[WORK INSTRUCTION]: Copy the following listing word for word.

[MATERIAL FOR THIS EXERCISE]:
PR #22956, opened 2025-07-20
squeak: patch for cmake 4.0.3 and disable OpenGL support

cstes:
compile with the switch :   --without-gl

should investigate how to reenable OpenGL support in the future (add perhaps in a package or use a mediator)

also update /patch the CMakeLists.txt for cmake 4.0.3

should check upstream whether this change will be integrated in Squeak repository (a while ago, I submitted the cmake patches and I was told that the patch for cmake 4.0.3 was going to be integrated upstream)

### DIFF
--- a/components/runtime/smalltalk/squeak/Makefile
+++ b/components/runtime/smalltalk/squeak/Makefile
@@ -71,7 +71,7 @@ include ../../../../make-rules/shared-macros.mk
 
 COMPONENT_NAME=		squeak
 COMPONENT_VERSION=	4.20.10
-COMPONENT_REVISION=	3
+COMPONENT_REVISION=	4
 COMPONENT_SUMMARY=	The Squeak Virtual Machine
 COMPONENT_PROJECT_URL=	http://www.squeak.org
 COMPONENT_ARCHIVE_URL=  http://squeakvm.org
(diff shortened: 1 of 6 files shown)


cstes:
this PR removes the "mesa" dependency (at least for the moment)

also the manifest comments out a transform that I was not happy about:
# <transform file -> add pkg.depend.bypass-generate libGL\.so\.1>

I should find a way to enable OpenGL without that transform

AndWac:
You cannot find one without this transform. We have multiple implementations for OpenGL (two at the moment): mesa and NVIDIA. Which one is being used depends on whether NVIDIA is available or not. A fix dependency on either is wrong.

cstes:
For the moment because --without-gl is used,  the IPS transform for the libGL bypass is not required.  I tested with a Squeak and a Cuis image, and the Smalltalk images for Cuis and Squeak are launched fine.    The only limitation could be in very specific usages for Squeak software that tries to use OpenGL, but most Smalltalk software does not depend on OpenGL.    Some Smalltalk users like to use OpenGL and I can try to find a solution in the future for that, perhaps after better testing.    I must add that I never tested with graphics cards,  perhaps I should test say on a Lenovo LOQ laptop with NVIDIA RTX 3050 or NVIDIA RTX 5050 (gaming laptops) where OpenGL support in the graphics card is important, and then see whether Squeak OpenGL support is supporting those graphics cards.

AndWac:
You are right the transform is only needed if you compile your binaries with OpenGL support. If you don't provide OpenGL support then this transform is superfluous. You can check this easily, when you successfully publish without this transform then it isn't needed. But why disable OpenGL support? Wasn't it working in the past?

cstes:
I started from a build with default settings which enabled OpenGL by default.   "configure" enables OpenGL by default.   Then I created an IPS package and made fixes to the IPS package for example by using the bypass file transform.   However, lately I have been thinking that I could have simply disabled OpenGL support.   As I wrote before, I have not done a lot of testing.   I ran a Smalltalk game with three dimensional graphics in the past on an NVIDIA graphics adapter (GT 440) and I have now also a GT 730 card which also supports OpenGL.   I never tested a more high end NVIDIA graphics card (something that could be done).   Anyway, I can close this PR (or those 3 PR's) and keep it as it was in the past.      So with OpenGL support enabled (and with the file transform for the bypass libGL).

[YOUR SOLUTION]:
PR #22956, opened 2025-07-20
squeak: patch for cmake 4.0.3 and disable OpenGL support

cstes:
compile with the switch :   --without-gl

should investigate how to reenable OpenGL support in the future (add perhaps in a package or use a mediator)

also update /patch the CMakeLists.txt for cmake 4.0.3

should check upstream whether this change will be integrated in Squeak repository (a while ago, I submitted the cmake patches and I was told that the patch for cmake 4.0.3 was going to be integrated upstream)

### DIFF
--- a/components/runtime/smalltalk/squeak/Makefile
+++ b/components/runtime/smalltalk/squeak/Makefile
@@ -71,7 +71,7 @@ include ../../../../make-rules/shared-macros.mk
 
 COMPONENT_NAME=		squeak
 COMPONENT_VERSION=	4.20.10
-COMPONENT_REVISION=	3
+COMPONENT_REVISION=	4
 COMPONENT_SUMMARY=	The Squeak Virtual Machine
 COMPONENT_PROJECT_URL=	http://www.squeak.org
 COMPONENT_ARCHIVE_URL=  http://squeakvm.org
(diff shortened: 1 of 6 files shown)


cstes:
this PR removes the "mesa" dependency (at least for the moment)

also the manifest comments out a transform that I was not happy about:
# <transform file -> add pkg.depend.bypass-generate libGL\.so\.1>

I should find a way to enable OpenGL without that transform

AndWac:
You cannot find one without this transform. We have multiple implementations for OpenGL (two at the moment): mesa and NVIDIA. Which one is being used depends on whether NVIDIA is available or not. A fix dependency on either is wrong.

cstes:
For the moment because --without-gl is used,  the IPS transform for the libGL bypass is not required.  I tested with a Squeak and a Cuis image, and the Smalltalk images for Cuis and Squeak are launched fine.    The only limitation could be in very specific usages for Squeak software that tries to use OpenGL, but most Smalltalk software does not depend on OpenGL.    Some Smalltalk users like to use OpenGL and I can try to find a solution in the future for that, perhaps after better testing.    I must add that I never tested with graphics cards,  perhaps I should test say on a Lenovo LOQ laptop with NVIDIA RTX 3050 or NVIDIA RTX 5050 (gaming laptops) where OpenGL support in the graphics card is important, and then see whether Squeak OpenGL support is supporting those graphics cards.

AndWac:
You are right the transform is only needed if you compile your binaries with OpenGL support. If you don't provide OpenGL support then this transform is superfluous. You can check this easily, when you successfully publish without this transform then it isn't needed. But why disable OpenGL support? Wasn't it working in the past?

cstes:
I started from a build with default settings which enabled OpenGL by default.   "configure" enables OpenGL by default.   Then I created an IPS package and made fixes to the IPS package for example by using the bypass file transform.   However, lately I have been thinking that I could have simply disabled OpenGL support.   As I wrote before, I have not done a lot of testing.   I ran a Smalltalk game with three dimensional graphics in the past on an NVIDIA graphics adapter (GT 440) and I have now also a GT 730 card which also supports OpenGL.   I never tested a more high end NVIDIA graphics card (something that could be done).   Anyway, I can close this PR (or those 3 PR's) and keep it as it was in the past.      So with OpenGL support enabled (and with the file transform for the bypass libGL).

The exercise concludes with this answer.